Task item = Where the records below show a line containing "mpanne, line 29: I", start copying; end with the line containing "I we add the", and copy it too.

══ Data listing ══

PR #84, opened 2022-09-28
USEID-473 Content Security Policy

pgurusinga:
# Problem 
X-Frame-Options currently only allows a website to be embeddable either SAME-ORIGIN or not embeddable at all. Content-Security-Policy `frame-ancestors` allows our page to be embedded on website that is listed on our end.

# Proposed Changes
- CSP is loaded in the Spring as application properties
- Spring Security sets CSP

### DIFF
--- a/src/test/kotlin/de/bund/digitalservice/useid/statics/WidgetControllerIntegrationTest.kt
+++ b/src/test/kotlin/de/bund/digitalservice/useid/statics/WidgetControllerIntegrationTest.kt
@@ -22,7 +22,7 @@ class WidgetControllerIntegrationTest(@Autowired val webTestClient: WebTestClien
     }
 
     @Test
-    fun `widget endpoint should deliver Content-Security-Policy with allowed host when the request URL is valid`() {
+    fun `widget endpoint returns Content-Security-Policy with allowed host when the request URL is valid`() {
         webTestClient
             .get()
             .uri("/widget?hostname=foo.bar")
@@ -37,10 +37,25 @@ class WidgetControllerIntegrationTest(@Autowired val webTestClient: WebTestClien
     }
 
     @Test
-    fun `widget endpoint should deliver default Content-Security-Policy when the request URL is invalid`() {
+    fun `widget endpoint returns default Content-Security-Policy when the request URL is invalid`() {
         webTestClient
             .get()
             .uri("/widget?hostname=not-allowed.com")
+            .exchange()
+            .expectStatus()
+            .isOk
+            .expectHeader()
+            .valueEquals(
+                "Content-Security-Policy",
+                "some default value;frame-ancestors 'self';"
+            )
+    }
+
+    @Test
+    fun `widget endpoint returns default Content-Security-Policy when query parameter is not set`() {
+        webTestClient
+            .get()
+            .uri("/widget")
             .exchange()
             .expectStatus()
             .isOk


pgurusinga:
@mpanne should we set the allowed website as environment variable or easiest, we hardcode in the `application.yaml` ?

src/main/resources/application-local.yaml
```diff
@@ -25,4 +25,8 @@ eidservice:
     keystore: classpath:testKeys/sign.localhost_2382.p12
     type: PKCS12
     alias: sign.localhost
-    password: 2382
\ No newline at end of file
+    password: 2382
+
+csp:
+  defaultConfig: "default-src 'self';script-src 'self';style-src 'self';font-src 'self';img-src 'self';connect-src 'self';"
+  frameAncestors: frame-ancestors 'self' localhost;
```
pgurusinga, line 32: The reason of the separation is to avoid mistake when editing a long string character

src/main/kotlin/de/bund/digitalservice/useid/config/SecurityConfig.kt
```diff
@@ -13,31 +13,32 @@ import org.springframework.security.web.server.authentication.ServerAuthenticati
...
-    ): SecurityWebFilterChain {
+    fun springSecurityFilterChain(http: ServerHttpSecurity): SecurityWebFilterChain {
         return http.authorizeExchange()
             .pathMatchers("$IDENTIFICATION_SESSIONS_BASE_PATH/*/tc-token").permitAll()
             .pathMatchers("$IDENTIFICATION_SESSIONS_BASE_PATH/**").authenticated()
             .anyExchange().permitAll()
             .and().csrf().disable()
-            .headers().frameOptions().disable()
+            .headers()
+            .contentSecurityPolicy(cspProperties.getCSPHeaderValue()).and()
```
mpanne, line 29: I assume this sets the CSP header for all endpoints. Don't we only need it for the `/widget` endpoint?

mpanne (changes requested):
I we add the list of registered domains in the properties file, it is public to the world and everyone knows, which customers we have and what domains are whitelisted. Therefore I would do it as env variable via the useid-infra repo.

Furthermore, we decided ([see adr](https://github.com/digitalservicebund/useid-backend-service/blob/9e7a090839452d21dd7451965b15339b6797ea12/doc/adr/0005-csp-for-embedding-widget.md)) that we only set one domain to the frame-ancestors directive dynamically depending on the calling domain to make sure the header is not getting too big and nobody can discover all whitelisted domains just by calling the endpoint. That is not covered in this PR yet, right?

mpanne (commented):
I think what we need could be something like the following. In the WidgetController adapt the `/widget` endpoint to add a response header depending on some domain parameter (pseudo code): 

```
@GetMapping("/widget")
fun widget(model: Model, response: ServerResponse, @RequestParam domain: String): Mono<String> {
    if (domainIsWhitelisted(domain)) {
        response.headers().set("Content-Security", "frame-ancestors $domain")
    }
    return Mono.just("widget")
}
```

src/main/kotlin/de/bund/digitalservice/useid/config/SecurityConfig.kt
pgurusinga: what I did earlier, I created 2 type security chains: `apiSpringSecurityFilterChain` and `webSpringSecurityFilterChain`, so that we can control from Spring Security rather Controller specific, in case we want to send frame-ancestors in controllers that have view e.g. `/incompatible`, but this is somehow not working as expected
Do you know where I made the mistake?

```kotlin
    fun apiSpringSecurityFilterChain(
        http: ServerHttpSecurity,
        authenticationManager: ReactiveAuthenticationManager,
        authenticationConverter: ServerAuthenticationConverter
    ): SecurityWebFilterChain {
        return http.authorizeExchange()
            .pathMatchers("$IDENTIFICATION_SESSIONS_BASE_PATH/*/tc-token").permitAll()
            .pathMatchers("$IDENTIFICATION_SESSIONS_BASE_PATH/**").authenticated()
            .anyExchange().permitAll()
            .and().addFilterAfter(
                apiAuthenticationFilter(authenticationManager, authenticationConverter),
                SecurityWebFiltersOrder.REACTOR_CONTEXT
            )
            .build()
    }
```

```kotlin
fun webSpringSecurityFilterChain(http: ServerHttpSecurity): SecurityWebFilterChain {

        return http.authorizeExchange()
            .pathMatchers("/widget").permitAll()
            .anyExchange().permitAll()
            .and().csrf().disable()
            .headers()
            .contentSecurityPolicy(contentSecurityPolicy.toString())
            .and()
            .frameOptions().disable()
            .and()
            .build()
```

mpanne: You inject the same `ServerHttpSecurity` singleton in both cases, so I guess one config overrides the other. And even if it just adds the config instead of overriding it, it would be applied to the same security chain so the headers would be applied to all endpoints. What you need is a config on controller or `pathMatcher` level.

pgurusinga: ok I guess for now let's do it more specific in the `/widget` controller

src/main/kotlin/de/bund/digitalservice/useid/config/ContentSecurityPolicyProperties.kt
```diff
@@ -0,0 +1,28 @@
...
+    lateinit var frameAncestors: String
+
+    @NotEmpty
+    lateinit var allowedHosts: List<String>
+
+    fun domainIsAllowed(host: String): Boolean {
+        return allowedHosts.contains(host)
+    }
+    fun getCSPHeaderValue(host: String): String {
+        return "$defaultConfig$frameAncestors $host;"
```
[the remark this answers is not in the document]
pgurusinga: image

src/main/kotlin/de/bund/digitalservice/useid/statics/WidgetController.kt
```diff
@@ -1,15 +1,30 @@
...
 
 @Controller
-class WidgetController {
+class WidgetController(
+    private val contentSecurityPolicyProperties: ContentSecurityPolicyProperties
+) {
     @GetMapping("/widget")
-    fun widget(model: Model): Mono<String> = Mono.just("widget")
+    fun widget(serverHttpResponse: ServerHttpResponse, serverHttpRequest: ServerHttpRequest): Mono<String> {
+        val host = serverHttpRequest.uri.host
```
mpanne, line 16: This `host` is probably our domain, isn't it? Since it is the request URI. So this won't work. What we need is the domain of the origin of the request. So as described in [this ADR](https://github.com/digitalservicebund/useid-backend-service/blob/main/doc/adr/0005-csp-for-embedding-widget.md): "Therefore the widget.js file adds the domain of the parent page as query parameter to the iframe url."

src/main/kotlin/de/bund/digitalservice/useid/statics/WidgetController.kt
```diff
@@ -1,15 +1,30 @@
...
+        val allowedHost = contentSecurityPolicyProperties.domainIsAllowed(host)
+
+        if (allowedHost) {
+            serverHttpResponse.headers.set(
+                "Content-Security-Policy",
+                contentSecurityPolicyProperties.getCSPHeaderValue(host)
+            )
+        }
```
mpanne, line 24: Let's keep in mind to put all this to a custom filter in case it is needed for more than one endpoint at some point. For now it is ok to do it here though. 
Do the error pages of the widget need the same CSP header?

mpanne (changes requested):

src/main/kotlin/de/bund/digitalservice/useid/statics/WidgetController.kt
pgurusinga: ah ok I missed that

src/main/kotlin/de/bund/digitalservice/useid/statics/WidgetController.kt
pgurusinga: hmm maybe with webfilter is much easier, but we cannot control per Controller, e.g. we need to define a path in the filter which can also lead to mistake... 
we could however make the path as constant...

mpanne: Yes, we could do that using constants. I think for now it's fine to have it in the Controller code. But let's keep in mind that we should move it to a Filter once we have to reuse it somewhere.

src/main/kotlin/de/bund/digitalservice/useid/widget/WidgetController.kt
```diff
@@ -1,15 +1,30 @@
...
+class WidgetController(
+    private val contentSecurityPolicyProperties: ContentSecurityPolicyProperties
+) {
     @GetMapping("/widget")
-    fun widget(model: Model): Mono<String> = Mono.just("widget")
+    fun widget(serverHttpResponse: ServerHttpResponse, serverHttpRequest: ServerHttpRequest): Mono<String> {
+        val host = serverHttpRequest.uri.host
+        val allowedHost = contentSecurityPolicyProperties.domainIsAllowed(host)
+
+        if (allowedHost) {
```
phuesler, line 19: What happens in the else case?

pgurusinga: I updated the logic, it nows filtered in `src/main/kotlin/de/bund/digitalservice/useid/widget/ContentSecurityPolicyFilter.kt` and when else, its response only returns `self` which only our domain can load the widget

src/main/kotlin/de/bund/digitalservice/useid/config/ContentSecurityPolicyFilter.kt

═══

Exercise response =
mpanne, line 29: I assume this sets the CSP header for all endpoints. Don't we only need it for the `/widget` endpoint?

mpanne (changes requested):
I we add the list of registered domains in the properties file, it is public to the world and everyone knows, which customers we have and what domains are whitelisted. Therefore I would do it as env variable via the useid-infra repo.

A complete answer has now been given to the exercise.